(Stored items)

PR #9845, opened 2021-09-30
Adding urn:ogc:def:crs:EPSG::4283 in crsNames

muntakim1:
Horizontal component of 3D system. Here are more detailed information about this crsName https://epsg.io/4283

### DIFF
--- a/Source/DataSources/GeoJsonDataSource.js
+++ b/Source/DataSources/GeoJsonDataSource.js
@@ -35,6 +35,7 @@ var crsNames = {
   "urn:ogc:def:crs:OGC:1.3:CRS84": defaultCrsFunction,
   "EPSG:4326": defaultCrsFunction,
   "urn:ogc:def:crs:EPSG::4326": defaultCrsFunction,
+  "urn:ogc:def:crs:EPSG::4283":defaultCrsFunction,
 };
 
 var crsLinkHrefs = {};


cesium-concierge:
Thank you so much for the pull request @muntakim1! I noticed this is your first pull request and I wanted to say welcome to the Cesium community!

    * Please add yourself to the [contributors](https://github.com/muntakim1/cesium/blob/main/CONTRIBUTORS.md) file!
* :x: Missing CLA.

- [ ] Cesium Viewer works.
- [ ] Works in 2D/CV.

lilleyse:
I don't think this change is correct. `defaultCrsFunction` transforms WGS84 geographic coordinates to cartesian coordinates and would not work for GDA94. A more complex function would be required for that, possibly using proj4js. You can add your own coordinate transform like this:

```
GeoJsonDataSource.crsNames["urn:ogc:def:crs:EPSG::4283"] = function(coordindates) {
    ...add custom code here...
    return cartesian;
}
```

lilleyse:
Ok so maybe they are close enough to be considered equivalent? From http://www.geoproject.com.au/gda.faq.html

> **What is the difference between GDA94 and WGS84?**
> WGS84 is the datum used by the GPS system, and also for many small scale maps (e.g. maritime charts).
> 
>
> When GDA94 was defined, it was a requirement that coordinates of points in these 2 systems should be within a metre of each other. This was achieved, and is generally still the case in 2000. The spheroids used for WGS84 and GDA84 are also almost identical, and both systems are geocentric.
> 
> Thus for most mapping, exploration and GIS uses, WGS84 and GDA94 coordinates will be the same. If you use a GPS receiver (alone, or with a differential service) and the GDA datum is not a built-in option, you can select WGS84.
> 
> For precise surveys, however, the difference between WGS84 and GDA94 may be significant, and changes slowly over time. There are two reasons:
> 
> WGS84 is recalculated on a world-wide basis every few years for GPS control
> Tectonic movements of the Australian plate affect WGS coordinates for Australian stations, but do not affect the GDA coordinates (see answer below "How will continental drift affect GDA94?").
>

Issue #9855, opened 2021-10-07
Broken example sandcastle for 'CZML Model Articulations'


fc:
Your sandcastle example:
https://sandcastle.cesium.com/?src=CZML%20Model%20Articulations.html&label=CZML

The error says:
```
RuntimeError: Failed to load model: https://assets.agi.com/models/launchvehicle.glb
undefined
Error
    at new RuntimeError (https://sandcastle.cesium.com/CesiumUnminified/Cesium.js:6891:13)
    at https://sandcastle.cesium.com/CesiumUnminified/Cesium.js:140774:34
    at Promise.then (https://sandcastle.cesium.com/CesiumUnminified/Cesium.js:15824:35)
    at https://sandcastle.cesium.com/CesiumUnminified/Cesium.js:15904:15
    at processQueue (https://sandcastle.cesium.com/CesiumUnminified/Cesium.js:16254:6)
    at _resolve (https://sandcastle.cesium.com/CesiumUnminified/Cesium.js:15940:6)
    at promiseReject (https://sandcastle.cesium.com/CesiumUnminified/Cesium.js:15973:13)
    at Promise.then (https://sandcastle.cesium.com/CesiumUnminified/Cesium.js:15824:35)
    at https://sandcastle.cesium.com/CesiumUnminified/Cesium.js:15905:9
    at processQueue (https://sandcastle.cesium.com/CesiumUnminified/Cesium.js:16254:6)
```

When I load the GLB URL in the browser directly it seems to load fine.. definitely not obvious what the issue is.

fc:
It still doesn't work for me -- guess it will get deployed later on?

hpinkos:
@fc the fix will be deployed to sandcastle.cesium.com with the next release.  In the meantime, if you'd like to test it out, you can open the demo and replace `"https://assets.agi.com/models/launchvehicle.glb"` with `"https://cesium.com/public/SandcastleSampleData/launchvehicle.glb"`

PR #9856, opened 2021-10-07
Fix articulated model CZML Sandcastle example

hpinkos:
Fixes https://github.com/CesiumGS/cesium/issues/9855

It looks like there `assets.agi.com` no longer has CORS enabled so https://sandcastle.cesium.com/?src=CZML%20Model%20Articulations.html&label=CZML can't load the sample model.  I put a copy on cesium.com/public/SandcastleSampleData instead.

### DIFF
--- a/Apps/Sandcastle/gallery/CZML Model Articulations.html
+++ b/Apps/Sandcastle/gallery/CZML Model Articulations.html
@@ -53,7 +53,8 @@
               cartographicDegrees: [-77, 37, 10000],
             },
             model: {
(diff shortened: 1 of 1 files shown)


cesium-concierge:
Thanks for the pull request @hpinkos!
* :grey_question: [CHANGES.md](https://github.com/CesiumGS/cesium/blob/fix-articulated-model/CHANGES.md) was not updated.

- [ ] Cesium Viewer works.
- [ ] Works in 2D/CV.

PR #9857, opened 2021-10-08
Fix binding parameter error

lovefengruoqing:


lilleyse:
I pushed this fix in https://github.com/CesiumGS/cesium/pull/9877.

PR #9858, opened 2021-10-08
Switch to Node 16 for CI

mramato:
Node 16 will be LTS on `2021-10-26` so we need to ensure it's passing and works.

We might want to consider testing against multiple Node versions down the line, but using the latest LTS has worked well so far (though apparently we skipped 14 completely here)

I expect this branch to fail until fixes we know are needed for Node 16 get merged.

CC @ebogo1


lilleyse:
CI is passing now that https://github.com/CesiumGS/cesium/pull/9861 was merged. Thanks @mramato.

Issue #9785, opened 2021-09-02
Cloud noise texture is too big for some devices


lilleyse:
The cloud texture is a 3D texture with dimensions 128x128x128 that's emulated by a 2D texture with dimensions 16384 x 128. This is exceeding the maximum texture size on certain devices (see `Max Texture Size` on https://webglreport.com/).

The easiest solution is to get closer to a square aspect ratio. A 128x128x128 texture can be packed as 1536 x 1408 texture (or something similar, haven't worked out the ideal configuration).

A workaround in the meantime is to reduce the noise texture size. This can be done by adding the following line after creating a `CloudCollection`:

```
cloudCollection._noiseTextureLength = 64;
```

Just note that this does alter the appearance of the clouds compared to 128, the default.

PR #9885, opened 2021-10-21
Reduce cloud texture dimensions

ebogo1:
Fixes https://github.com/CesiumGS/cesium/issues/9785.

The context for this fix is that the 3D noise texture is represented an array of "slices," each of which is a 2D square texture. In `main`, slices are outputted from `CloudNoiseFS` as a single texture with dimensions `sliceWidth * sliceWidth` x `sliceWidth` (width x height). With a default sliceWidth of `128`, the width of the noise texture is 16384 pixels (128 * 128), which exceeds the max WebGL texture size of some machines and browsers. 

The fix in this PR uses the same 3D noise texture as before, but writes the 2D slices to four rows instead of one (i.e., with a slice width of 8, the first four slices would be on row 1 and the second four slices would be on row 2). With a slice width of 128, the dimensions of the noise texture become 4096 x 512 (the width is 128 * 128 / 4, the height is 128 * 4). According to [MDN](https://developer.mozilla.org/en-US/docs/Web/API/WebGL_API/WebGL_best_practices#understand_system_limits), 4096 is supported by "most systems." Maybe there should still be a check to disable clouds if the system doesn't support it? I am not sure how common this is.

Changes: - 
- `CloudCollection` now creates a texture with dimensions `length * length / 4` x `length * 4` instead of `length * length` x `length`.
- The `u_noiseTextureLength` uniform was renamed to `u_textureSliceWidth` to avoid confusion between the individual slices and the one flattened 3D texture.
- `CloudNoiseVS` and `CloudNoiseFS` now write the 3D noise texture to multiple rows instead of one row.
- `CloudCollectionFS` has new sampling logic to transform 3D coordinates to UV space.. I'll add review comments about some ideas here.
- A stray `console.log` was removed from `CumulusCloud`.

I recommend viewing the diff without whitespace changes.

### DIFF
--- a/Source/Shaders/CloudCollectionFS.glsl
+++ b/Source/Shaders/CloudCollectionFS.glsl
@@ -42,7 +42,7 @@ vec2 voxelToUV(vec3 voxelIndex) {
 // Interpolate a voxel with its neighbor (along the positive X-axis)
 vec4 lerpSamplesX(vec3 voxelIndex, float x) {
     vec2 uv0 = voxelToUV(voxelIndex);
-    vec2 uv1 = uv0 + vec2(inverseNoiseTextureDimensions.x, 0.0);
+    vec2 uv1 = voxelToUV(voxelIndex + vec3(1.0, 0.0, 0.0));
     vec4 sample0 = texture2D(u_noiseTexture, uv0);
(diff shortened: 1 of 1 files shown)


lilleyse:
Good catch there at the end, generally mods/floors are fast so it's not too big a concern.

• [What you have to do]:
Lines from the one containing "uv0 + vec2(inverseNoiseTextureDimensions.x, 0.0);" through the final line of the entries above are to be output exactly; omit all others.

• [Result]:
-    vec2 uv1 = uv0 + vec2(inverseNoiseTextureDimensions.x, 0.0);
+    vec2 uv1 = voxelToUV(voxelIndex + vec3(1.0, 0.0, 0.0));
     vec4 sample0 = texture2D(u_noiseTexture, uv0);
(diff shortened: 1 of 1 files shown)


lilleyse:
Good catch there at the end, generally mods/floors are fast so it's not too big a concern.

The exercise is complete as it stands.